La science de simple intelligence prise dans un sens plus strict, relativement aux vérités nécessaires & possibles, s'appelle science moyenne, relativement aux vérités possibles & contingentes; & science de vision, relativement aux vérités contingentes & actuelles.

Si la connoissance du vrai constitue la sagesse, le desir du bien constitue la bonté. La perfection de l'entendement dépend de l'une, la perfection de la volonté dépend de l'autre.

La nature de la volonté suppose la liberté, & la liberté suppose la spontanéité & la délibération, conditions sous lesquelles il y a nécessité.

Il y a deux nécessités, la métaphysique qui implique l'impossibilité d'agir, la morale qui implique inconvénient à agir plûtôt ainsi qu'autrement. Dieu n'a pû se tromper dans le choix. Sa liberté n'en est que plus parfaite. Il y avoit tant d'ordres possibles de cnoses, différens de celui qu'il a choisi. Louons sa sagesse & sa bonté, & n'en concluons rien contre sa liberté.

Ceux - là se trompent qui prétendent qu'il n'y a de possible que ce qui est.

La volonté est antécédente ou conséquente. Par l'antécédente, Dieu veut que tout soit bien, & qu'il n'y ait point de mal; par la conséquente, qu'il y ait le bien qui est, & le mal qui est, parce que le tout ne pourroit être autrement.

La volonté antécédente n'a pas son plein effet; la conséquente l'a.

La volonté de Dieu se divise encore en productive & en permissive.
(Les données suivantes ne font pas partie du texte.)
Issue #913, opened 2018-03-03
datastore: When loading kinds into structs, ignore items where no struct field exist instead of generating an error


lc-chrisbarton:
We process orders and we sometimes deprecate or are no longer interested in certain fields in an order. This means that during transaction processing we sometimes have entities in datastore which have properties which no longer have corresponding fields in the current version of our order struct. If we rely on the default loading this gives the following error "datastore: cannot load field "some_property_name" into a "some_struct": no such struct field". This behaviour seems odd to us, consider that normal JSON decoding in Go would ignore any fields in the incoming JSON if there was no destination field. The current behaviour means we must write custom loaders which is fine but more work. In any case we need to support deprecating fields in order to keep our API intuitive because that helps our clients and developers.

jba:
The JSON convention seems justified to me because JSON is primarily an interchange format, not a storage format. If Datastore dropped unknown fields, then round-tripping would lose data. That seems too high a risk for what is essentially a convenience feature.

It would also break behavior for a stable package.

I suppose we could do it as an option.

/cc @zombiezen 

@jskeet @garrettjonesgoogle How do the other typed languages handle deserializing unknown Datastore fields into objects?

jskeet:
In C# we don't have any code to deserialize the result into objects anyway, so there's equivalent, as far as I can see.

ChrisBartonLC:
Yes I guess you can't do it because updates are not fined grained and instead re-write the entire record. BTW before we started using a customer loader, in order to remove a field in datastore (thanks to v0.19.0) we would set the struct field to be a pointer and use omitempty then re-write all entities using a go script.

zombiezen:
When this scenario occurs, the datastore package is documented to return an [`ErrFieldMismatch`](https://godoc.org/cloud.google.com/go/datastore#ErrFieldMismatch) error, which you can then suppress.

ChrisBartonLC:
Does the struct still get filled as much as it can when this error occurs?

Thooms:
Seeing https://github.com/GoogleCloudPlatform/google-cloud-go/blob/master/datastore/load.go#L436-L438 I'd say so.

bhardwajankur3:
I am also facing this issue. What is the ETA for the fix? Is there any temporary workaround for this?

jba:
No priority on the issue means no ETA. 

We're not even clear on what the right design is.

[...]

PR #8694, opened 2023-10-12
fix(datastore): Ignore field mismatch errors

bhshkh:
ErrFieldMismatch is returned when a field is to be loaded into a different type than the one it was stored from, or when a field is missing or unexported in the destination struct.

This PR allows user to suppress such errors. Some scenarios in which this would be useful are listed in https://github.com/googleapis/google-cloud-go/issues/913

Points to note
1. Suppressing the error does not mean that Datastore will not fetch missing field. It just means that the field was still fetched from Datastore service but not loaded in user's struct.
2. When writing the data back to Datastore, it will be overwritten. E.g.
If entity written to Datastore is `{X: 1, Y:2}` and it is loaded into `type NewStruct struct{X int}`, then `{X:1}` is returned to the user. Now, if user modifies this `X = 5` and writes it back to Datastore, there will be no Y field left for this entity in Datastore.

Fixes: https://github.com/googleapis/google-cloud-go/issues/913


datastore/datastore.go
```diff
@@ -357,6 +357,54 @@ func checkMultiArg(v reflect.Value) (m multiArgType, elemType reflect.Type) {
 	return multiArgTypeInvalid, nil
 }
 
+// IgnoreFieldMismatch allows ignoring ErrFieldMismatch error while
+// reading or querying data.
+// WARNING: Ignoring ErrFieldMismatch can cause data loss
+func (c *Client) IgnoreFieldMismatch() {
```
codyoss, line 363: Consider expressing this as a client specific ClientIOption. Here is an example from storage: https://github.com/googleapis/google-cloud-go/blob/532a37c98680855fa38342bb7680062226594a0e/storage/option.go#L63-L75

bhshkh: Updated the PR

codyoss:
@bhshkh do we still want this PR?

datastore/option.go
```diff
@@ -0,0 +1,60 @@
...
+// A datastoreClientOption is an option for a Google Datastore client.
+type datastoreClientOption interface {
+	option.ClientOption
+	applyDatastoreOpt(*datastoreConfig)
+}
+
+// WithIgnoreFieldMismatch allows ignoring ErrFieldMismatch error while
+// reading or querying data.
+// WARNING: Ignoring ErrFieldMismatch can cause data loss
+func WithIgnoreFieldMismatch() option.ClientOption {
```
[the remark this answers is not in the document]
bhshkh: General naming convention for options is WIthXXXX
Some examples
https://github.com/googleapis/google-cloud-go/blob/main/vertexai/genai/option.go#L22-L26

https://github.com/googleapis/google-cloud-go/blob/main/storage/transfermanager/option.go#L27-L62

gkevinzheng (approved):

Il produit ses actes, il permet les nôtres.

Le bien & le mal peuvent être considérés sous trois points de vûe, le métaphysique, le physique & le moral. Le métaphysique est relatif à la perfection & à l'imperfection des choses non intelligentes; le physique, aux commodités & aux incommodités des choses intelligentes; le moral, à leurs actions vertueuses ou viereuses.

Dans aucun de ces cas, le mal réel n'est l'objet de la volonté productive de Dieu; dans le dernier, il l'est de sa volonté permissive. Le bien naît toujours, même quand il permet le mal.

La providence de Dieu se montre dans tous les effets de cet univers. Il n'a proprement prononcé qu'un decret, c'est que tout fût comme il est.

Le decret de Dieu est irrévocable, parce qu'il a tout vù avant que de le porter. Nos prieres & nos travaux sont entrés dans son plan, & son plan a été le meilleur possible.

Soumettons - nous donc aux événemens; & quelque fâcheux qu'ils soient, n'accusons point son ouvrage; servons - le, obéissons - lui, aimons - le, & mettons toute notre confiance dans sa bonté.

Son intelligence, jointe à sa bonté, constitue sa justice. Il y a des biens & des maux dans ce monde, & il y en aura dans l'autre; mais quelque petit que soit le nombre des élus, la peine des malheureux ne sera point à comparer avec la récompense des bienheureux.

Il n'y a point d'objections prises du bien & du mal moral que les principes précédens ne résolvent.

Je ne pense pas qu'on puisse se dispenser de croire que les ames prééxistentes ayent été infectées dans notre premier pere.

La contagion que nous avons contractée, nous a cependant laissé comme les restes de notre origine céleste, la raison & la liberté; la raison, que nous pouvons perfectionner; la liberté, qui est exemte de nécessité & de coaction.

La futurition des choses, la préordination des événemens, la préscience de Dieu, ne touchent point à notre liberté.